Instructions for the task: Look through the material beneath and copy each line with the word "number".

Extracted data:
▬▬▬▬▬▬▬▬▬▬
PR #237, opened 2024-12-16
Unstable operation with a large number of connections

NickNevzorov:
https://github.com/FirebirdSQL/firebird-odbc-driver/issues/236

### DIFF
--- a/IscDbc/Attachment.cpp
+++ b/IscDbc/Attachment.cpp
@@ -357,7 +357,7 @@ void Attachment::openDatabase(const char *dbName, Properties *properties)
 
 	if( ( check_status.getState() & IStatus::STATE_ERRORS ) == 0 )
 	{
-		for (auto p = result; p < result + sizeof (result) && *p != isc_info_end;)
+		for (auto p = result; p < result + sizeof (result) && *p != isc_info_end && *p != isc_info_truncated;)
 		{
 			char item = *p++;
 			int length = GDS->_vax_integer (p, 2);
--- a/IscDbc/Attachment.cpp
+++ b/IscDbc/Attachment.cpp
@@ -42,11 +42,11 @@ static char databaseInfoItems [] = {
 	isc_info_db_id,
 	isc_info_db_sql_dialect,
 	isc_info_base_level,
-	isc_info_user_names,
 	isc_info_ods_version,
 	isc_info_firebird_version,
 	isc_info_version, 
 	isc_info_page_size,
+	isc_info_user_names,
 	isc_info_end 
 	};
 
--- a/WriteBuildNo.h
+++ b/WriteBuildNo.h
@@ -4,4 +4,4 @@
 // Note - there must be two tabs between BUILDNUM_VERSION and 
 // the actual number, otherwise the makefile for linux will not
 // pick up the value.
-#define BUILDNUM_VERSION		15
+#define BUILDNUM_VERSION		16


IscDbc/Attachment.cpp
```diff
@@ -357,7 +357,7 @@ void Attachment::openDatabase(const char *dbName, Properties *properties)
 
 	if( ( check_status.getState() & IStatus::STATE_ERRORS ) == 0 )
 	{
-		for (auto p = result; p < result + sizeof (result) && *p != isc_info_end;)
+		for (auto p = result; p < result + sizeof (result) && *p != isc_info_end && *p != isc_info_truncated;)
```
mrotteveel, line 360: It would be better to explicitly handle isc_info_truncated (e.g. retrying with a larger buffer, or throwing an exception; not sure what the best would be here), instead of considering it just the same as isc_info_end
▬▬▬▬▬▬▬▬▬▬
Answer box:
Unstable operation with a large number of connections
 // the actual number, otherwise the makefile for linux will not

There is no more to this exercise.